Als tätowierte Haut in Weimar noch eine Sensation war
Heute gehören Tattoos selbstverständlich zum Stadtbild von Weimar. Doch vor rund 120 Jahren war tätowierte Haut etwas, das Menschen in Staunen versetzte. Wer damals tätowiert war, galt als Seefahrer, Exot – oder schlicht als Sensation.
Und genau eine solche Sensation machte vermutlich auch Station in Weimar.

Im späten 19. Jahrhundert entwickelte sich der Weimarer Zwiebelmarkt von einem einfachen Handelsmarkt zu einem großen Volksfest. Neben Händlern kamen Schausteller, Wanderkünstler, Ringkämpfer, „Kuriositätenkabinette“ und Attraktionen in die Stadt. Jahrmärkte jener Zeit lebten von dem, was ungewöhnlich war – und kaum etwas faszinierte die Menschen mehr als tätowierte Körper. Weimarer Zwiebelmarkt entwickelte sich im 19. Jahrhundert zu einer überregionalen Attraktion und zog reisendes Schaustellergewerbe aus vielen Regionen an.

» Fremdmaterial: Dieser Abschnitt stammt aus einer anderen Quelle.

PR #1057, opened 2026-06-03
dispatch: synthesize a stable session id for the headless dispatch-tick (#1054)

natb1:
Closes #1054

PR #1081, opened 2026-06-03
dispatch: PID-backed sentinel so the selection lock serializes concurrent headless ticks (#1068)

natb1:
Closes #1068

## Problem

PR #1057 made the headless `dispatch-tick` synthesize a stable holder id
(`headless:${INVOCATION_ID:-$$}`) so it can acquire the dispatch selection lock
under systemd. But `dispatch-acquire-lock`'s `resolve_holder_state` resolves a
recorded holder's liveness **only** through the `claude agents --json` daemon
registry, which tracks model sessions, not bash processes. A synthetic
`headless:*` id never appears there, so any other concurrent tick that reads a
**live** headless holder queries the registry, finds it absent, classifies the
holder **dead**, and reclaims the lock mid-selection. Two ticks can then both
pass the lock and select the same target — and for a fresh `help wanted` issue
with no worktree yet, duplicate-spawn. A human-typed `/dispatch` (real UUID, in
the registry) likewise reclaims a running headless tick's lock.

Same-user concurrency-correctness defect — no adversary, no trust boundary.

## Fix

**Unit 1 — PID-backed sentinel.** The headless tick maintains a sentinel file
containing its own PID for its lifetime; `resolve_holder_state` treats a
`headless:*` holder as live iff the sentinel exists **and** its stored PID is
still alive (`kill -0`). Storing the PID (rather than relying on bare existence)
means a `SIGKILL`-orphaned sentinel still resolves **dead**, preserving the
self-healing reclaim the daemon path already gives real sessions.

- `lib.sh`: two shared helpers so the tick and the lock derive identical paths
  from one source of truth — `dispatch_lock_file` (canonical lock-file path) and
  `headless_sentinel_path` (slugged `dispatch-tick-<token>.live` beside the lock).
- `dispatch-acquire-lock`: a leading `headless:*` branch in `resolve_holder_state`
  that resolves liveness via the sentinel; Step 1 now calls `dispatch_lock_file`.
- `dispatch-tick`: writes `$$` to the sentinel on start and installs a
  `trap … EXIT INT TERM` that removes it on clean exit or systemd stop.

**Unit 2 — synthetic-id hardening.** Validate `INVOCATION_ID` against the systemd
hex shape (`^[0-9a-fA-F-]+$`) before admitting it into the holder id — a polluted
value with a newline would truncate the recorded holder or break the
`awk -F'\t'` comparison and the sentinel path. Replace the low-entropy bare-PID
fallback with `openssl rand -hex 16` (PID remains the last-resort fallback).

## Verification

`bash .claude/skills/dispatch-propagate/scripts/test-dispatch-scripts.sh` passes
fully, including new acquire-lock headless-liveness cases (live PID → busy,
absent sentinel → acquired, dead PID → acquired) and tick-sentinel lifecycle
tests (written mid-run, removed by the trap after).

### DIFF
--- a/.claude/skills/dispatch-propagate/scripts/dispatch-acquire-lock
+++ b/.claude/skills/dispatch-propagate/scripts/dispatch-acquire-lock
@@ -35,6 +35,20 @@
 #     the lock is never stolen from a possibly-held foreign holder when the
 #     daemon cannot be queried.
 #
+# Headless holders bypass the registry (#1068). The systemd-launched dispatch-
+# tick has no real Claude session, so it synthesizes a `headless:<token>` holder
+# id (token = INVOCATION_ID or PID) — a bash string that never appears in
+# `claude agents --json`. Resolving its liveness through that registry would
+# always classify it dead, letting a concurrent tick steal a LIVE headless
+# holder's lock mid-selection (the duplicate-spawn defect of #1068). Instead the
+# tick writes a PID sentinel — `<lock-file dir>/dispatch-tick-<slug>.live`
+# containing its own PID — for the tick's lifetime, and resolve_holder_state
+# treats a `headless:*` holder as live iff that sentinel exists AND its recorded
+# PID is still alive (`kill -0`). PID-in-sentinel (not bare existence) keeps the
+# self-healing reclaim: a SIGKILL leaves a stale sentinel whose PID is gone, so
+# the next tick reads it dead and reclaims. The sentinel sits in the lock file's
+# own directory, so a concurrent tick in any worktree resolves the same path.
+#
 # Release is implicit and self-healing: when the session ends its sessionId
 # stops appearing in `claude agents --json`, so the next tick's read-check-
 # write reclaims the lock automatically. `--release` is an explicit optional
@@ -153,6 +167,23 @@ WAIT_INTERVAL="${DISPATCH_LOCK_WAIT_INTERVAL:-5}"
 # exit client, but the cost of defending against a future fork is one redir.
 resolve_holder_state() {
   local sid="$1" out rows match
+  # Headless holders (the systemd-launched dispatch-tick's synthetic
+  # `headless:<token>` id) never appear in the `claude agents --json` registry —
+  # it tracks model sessions, not bash processes. Resolve their liveness through
+  # the PID sentinel the tick writes alongside the lock file (#1068): live iff
+  # the sentinel exists AND its recorded PID is still alive. A SIGKILL leaves a
+  # stale sentinel whose PID is gone, so it resolves DEAD and the lock self-heals.
+  # No cwd is emitted (matches the live-with-empty-cwd convention — marker check
+  # stays strict), and the daemon is never queried for these ids.
+  if [[ "$sid" == headless:* ]]; then
+    local sentinel pid=""
+    sentinel=$(headless_sentinel_path "$sid" "$LOCK_FILE")
+    [[ -f "$sentinel" ]] || return 1
+    IFS= read -r pid <"$sentinel" 2>/dev/null || true
+    [[ "$pid" =~ ^[0-9]+$ ]] || return 1
+    kill -0 "$pid" 2>/dev/null || return 1
+    return 0
+  fi
   if ! out=$("${CLAUDE_AGENTS_CMD:-claude}" agents --json 2>/dev/null 9>&-); then
     return 0
   fi
@@ -200,18 +231,13 @@ marker_names_holder() {
 }
 
 # ---- Step 1: resolve the lock file ------------------------------------------
-# An explicit DISPATCH_LOCK_FILE is authoritative and bypasses the git lookup —
-# tests rely on this. Otherwise the lock lives at the shared project-root tmp/
-# (not a per-worktree tmp/) so concurrent ticks in different worktrees contend
-# on the same file. resolve_project_root (lib.sh) returns the project root in
-# both classic (.git) and bare (.bare) layouts.
-if [[ -n "${DISPATCH_LOCK_FILE:-}" ]]; then
-  LOCK_FILE="$DISPATCH_LOCK_FILE"
-else
-  PROJECT_ROOT=$(resolve_project_root) \
-    || { echo "ERROR: not in a git repo and DISPATCH_LOCK_FILE is unset" >&2; exit 2; }
-  LOCK_FILE="$PROJECT_ROOT/tmp/dispatch.lock"
-fi
+# dispatch_lock_file (lib.sh) honors an explicit DISPATCH_LOCK_FILE (tests rely
+# on this) and otherwise resolves the shared project-root tmp/dispatch.lock (not
+# a per-worktree tmp/) so concurrent ticks in different worktrees contend on the
+# same file. The tick's headless-liveness sentinel resolves through the same
+# helper, keeping the lock script and the tick on one lock-file directory (#1068).
+LOCK_FILE=$(dispatch_lock_file) \
+  || { echo "ERROR: not in a git repo and DISPATCH_LOCK_FILE is unset" >&2; exit 2; }
 
 # ---- Step 2: identify our own session ---------------------------------------
 # CLAUDE_CODE_SESSION_ID is set in every real .claude session's environment.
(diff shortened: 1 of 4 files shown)


natb1:
## QA pass — autonomous (#1068)

Scripts-only change (no browser/app surface), so the **non-browser QA path**
applied. The fix gives headless `dispatch-tick` selection-lock holders a
daemon-independent liveness signal (a PID sentinel beside the shared lock file),
so concurrent ticks serialize correctly instead of stealing a live holder's lock
mid-selection and duplicate-spawning.

CI's `unit-tests.yml` already runs the full `test-dispatch-scripts.sh` suite
(including the new #1068 sentinel tests) and is green. The QA walkthrough below
adds an **operator-level** confidence check: the real `dispatch-acquire-lock`
binary driven against a throwaway lock file, distinct from the unit harness's
fakes.

### Items walked (all machine-verifiable)

| # | Scenario | Expected | Result |
|---|---|---|---|
| 1 | Live-PID sentinel for a `headless:*` holder | caller sees `busy`; lock **not** stolen | **PASS** |
| 2 | Dead-PID sentinel (SIGKILL'd tick) | caller `acquired`; stale lock reclaimed | **PASS** |
| 3 | No sentinel (registry-invisible holder) | caller `acquired`; lock reclaimed | **PASS** |

**Counts:** PASS 9 assertions / 3 items · FAIL 0 · SKIP 0
**Deferred to office-hours:** none (no needs-human-judgment items)
**Bugs found:** none

Item 1 is the core fix — a live headless holder is now respected rather than
read dead and stolen. Items 2–3 confirm self-healing still works (a crashed or
sentinel-less holder is correctly reclaimed, so no permanent lock stall).

_An initial walkthrough run flagged Item 1; root-caused to a QA-harness artifact
(the Bash tool's zsh shell escaped `$!`, leaving a non-PID sentinel) and not a
product defect — re-run with a guaranteed-live PID passed cleanly._

natb1:

### Findings that were fixed

Applied in fix commit `82ea9a83`:

- **`dispatch-tick` (sentinel write):** A failed headless-sentinel write (`printf ... >"$SENTINEL"`) was silent — a disk-full or permission error would leave the tick with no liveness signal, letting a concurrent tick classify the holder dead and reclaim the lock mid-selection, the exact defect this PR prevents. Now emits a `WARNING` to stderr (journald-visible) on write failure; the tick still continues best-effort, consistent with the outer `dispatch_lock_file` guard.
- **`test-dispatch-scripts.sh` (headless tests A and C):** Two tests hardcoded the sentinel path (`"$(dirname "$DISPATCH_LOCK_FILE")/dispatch-tick-tok123.live"`) instead of calling the shared `headless_sentinel_path`. Replaced both with `headless_sentinel_path` invocations so the tests stay coupled to the function's slug format and won't silently diverge if it changes.

### Informational findings

- **PID reuse after `SIGKILL`:** If a tick is `SIGKILL`'d after writing the sentinel but before its EXIT trap fires, a stale sentinel with the dead PID remains; if the OS immediately reuses that PID for another same-user process, `kill -0` reads it as live and the lock stalls until that unrelated process exits. This is inherent to PID-based liveness and is an acknowledged design trade-off in the code comment — fixing it would require a fundamentally different mechanism (pidfd or systemd notification socket). PID reuse within the selection window is rare on Linux (sequential allocation, high `pid_max`). No change made.

natb1:
## Fixed
_None._

## Informational
- PID-in-sentinel design preserves the self-healing reclaim (SIGKILL-orphaned sentinel resolves dead on next `kill -0`) — sound choice.
- `dispatch_lock_file` / `headless_sentinel_path` lib.sh helpers give tick and lock one source of truth for the lock-dir path — correct abstraction.
- Sentinel content is written with a trailing newline (`printf '%s\n' "$$"`) and read with `IFS= read -r`, which strips it — consistent and correct; noted for future maintainers.
- EXIT/INT/TERM trap captures `$SENTINEL` from top-level scope (global), so it sees the right value at exit — safe.
- Empty/partial sentinel falls through to the `[[ "$pid" =~ ^[0-9]+$ ]]` guard and resolves dead — correct.
- `INVOCATION_ID` regex `^[0-9a-fA-F-]+$` admits hyphens as future-proofing for a UUID-style format; the comment could name that intent explicitly (optional).
- On a sentinel-write failure the trap is not installed; a one-line comment could make that explicit — low priority.
- `mkdir -p "$(dirname "$SENTINEL")" 2>/dev/null || true` double-silent-failure is acceptable under the best-effort framing.
- Race analyses (sentinel write vs. lock acquisition, sentinel removal vs. concurrent read, `openssl` availability, INT/TERM-then-EXIT double removal) all resolve correctly.
- Test coverage is thorough: parametric acquire-lock liveness cases, tick-lifecycle sentinel observation, polluted/absent `INVOCATION_ID` cases.

## Dismissed
- Test uses PID `2147483647` as the "dead" PID — reviewer: "No change needed"; reliable in practice for `kill -0`.
- No dedicated SIGTERM-mid-run sentinel-removal test — "acceptable omission"; the EXIT trap fires after TERM in bash, so behavior is covered.

## Deferred
_None._

natb1:

**Changed surface:** `code` (bash scripts only — the dispatch selection-lock mechanism). `app_or_rules=false`, `deps=false`.

**Reviewers run:** input-validation, secrets scan, red team, built-in `/security-review`, CodeQL (inline). App-domain reviewers (auth/access, data exposure, Firebase) and the dependency audit were skipped — no application code, Firestore rules, or `package.json`/`package-lock.json` in the diff.

Threat model is **same-user** (every tick is a same-user systemd unit; no external adversary) — findings are weighted accordingly.

### Findings

| # | Source | Finding | Confidence | Disposition |
|---|---|---|---|---|
| 1 | red team | `dispatch-tick` warn-and-continue on sentinel write failure silently reintroduces the #1068 duplicate-spawn defect | high | **Fixed** — `ce2febb2` |
| 2 | red team | PID reuse after SIGKILL → false-live read → bounded (≤300s) self-healing lock stall | medium | Out-of-scope |
| 3 | red team / input-validation | `INVOCATION_ID` regex has no length bound; over-long value → `ENAMETOOLONG` on the sentinel filename | low | Addressed indirectly by #1 |
| 4 | input-validation | `INVOCATION_ID` regex admits hyphen-only values → leading-hyphen sentinel filename | low | False-positive |
| 5 | input-validation | `openssl rand -hex 16` output not re-validated | low | False-positive |

Secrets scan, the built-in `/security-review` scan, and CodeQL (no open alerts on the PR ref) reported nothing. The dependency audit did not run (`deps=false`).

### Finding 1 — Fixed (required)

`dispatch-tick:170-171` printed a WARNING and **continued** when the headless-liveness sentinel write failed, with the cleanup trap installed unconditionally afterward. When the lock-file path resolves but the sentinel write fails — e.g. an over-long token yielding `ENAMETOOLONG` while the short `dispatch.lock` stays writable — the tick would acquire the selection lock with **no** sentinel. A concurrent tick then reads this live `headless:*` holder as dead via `resolve_holder_state` and reclaims the lock mid-selection: the exact duplicate-spawn defect #1068 exists to close, silently reintroduced.

This contradicts the PR's own intent and `.claude/rules/code-style.md` ("prefer clear errors over defensive fallbacks"). Fix: fail clear with `exit 2` on sentinel write failure (the trap, now installed before the write, clears any partial sentinel on abort). The dispatch chain self-heals on the next tick. The lock-file-path-unresolvable branch keeps its silent skip — `dispatch-acquire-lock` itself exits 2 there, so that tick never reaches selection. A focused test (`sentinel-write-fail`) covers the new behavior; full suite 1387/1387.

### Finding 2 — Out-of-scope (acknowledged design limitation)

A SIGKILL'd tick leaves a stale PID sentinel; if the OS recycles that PID to an unrelated process before the next liveness check, the dead holder reads live and a concurrent tick waits up to `DISPATCH_LOCK_WAIT_TIMEOUT` (300s default) before the recycled PID's process exits and the lock self-heals. This is a **bounded availability** concern, not a breach or duplicate spawn, and only under same-user assumptions. A PID-reuse-immune design (flock-on-sentinel, or PID + `/proc/<pid>` start-time) is a larger change beyond this PR's scope; #1068 frames PID-based liveness as the intended mechanism. Left for a possible future hardening pass.

### Findings 3-5 — not required

- **3:** With Finding 1 fixed, an over-long `INVOCATION_ID` now fails clear (clear error, tick aborts) rather than degrading the lock silently. The regex itself implements exactly the validation guard #1068's body recommended.
- **4:** A hyphen-only token is fully neutralized — every use is double-quoted and the filename slug runs through `tr -c '0-9A-Za-z._-' '_'`, so no option-injection or path escape is possible. Cosmetic only.
- **5:** `openssl rand -hex 16` emits hex by contract; the `tr` slug neutralizes any anomalous output, and the token is a liveness identifier, not a secret. Not a vulnerability.

No security follow-up issues were filed — no CodeQL alert or npm advisory met the meaningfulness threshold (CodeQL returned no open alerts; the dependency audit did not run).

Damals tourten sogenannte „tätowierte Damen“ durch Deutschland. Frauen und Männer, deren Körper fast vollständig mit Bildern bedeckt waren: Schlangen, Adler, Blumenornamente, Porträts, exotische Szenen oder maritime Symbole. Für das Publikum war das etwas zwischen Kunst, Rätsel und Rebellion. In einer Zeit ohne Fernsehen, Social Media oder Kino war ein tätowierter Mensch oft die spektakulärste Erscheinung des ganzen Jahrmarkts. La Belle Irène gehörte zu den bekanntesten tätowierten Schaustellerinnen im deutschsprachigen Raum und trat um 1890 auf Panoptiken, Varietés, Volksfesten und Schauveranstaltungen auf.
Historische Programme aus Thüringen sind nur lückenhaft erhalten. Einen eindeutigen Beleg, dass eine bestimmte tätowierte Schaustellerin exakt in Weimar auftrat, gibt es bislang nicht. Aber Historiker des Schaustellerwesens gehen davon aus, dass reisende Attraktionen zwischen Leipzig, Erfurt, Jena und Weimar regelmäßig weiterzogen – besonders zu großen Märkten und Festen. Gerade Weimar war um 1900 kulturell lebendig und zog reisendes Volk an.
Vielleicht stand also auch auf dem Weimarer Jahrmarkt einst ein kleines Holzschild:
„Sehen Sie die tätowierte Dame – ein Wunder der modernen Welt!“
Für wenige Pfennige hätte man einen Vorhang beiseitegeschoben und wäre einer Frau begegnet, deren Haut vollständig erzählt: Erinnerungen, Geschichten, Bilder. Was damals als Sensation galt, ist heute Kunstform und Ausdruck von Persönlichkeit.
Und vielleicht liegt genau darin die schönste Verbindung zwischen damals und heute:
Tattoos haben Menschen schon immer neugierig gemacht. Nur der Blick darauf hat sich verändert.
Historischer Hinweis:
Die Geschichte basiert auf belegten historischen Entwicklungen des Weimarer Zwiebelmarkts und der damals in Deutschland reisenden „Tattooed Ladies“. Ein konkreter Auftritt von La Belle Irène in Weimar ist historisch nicht dokumentiert, gilt für Volksfeste dieser Zeit jedoch als plausibles kulturhistorisches Szenario.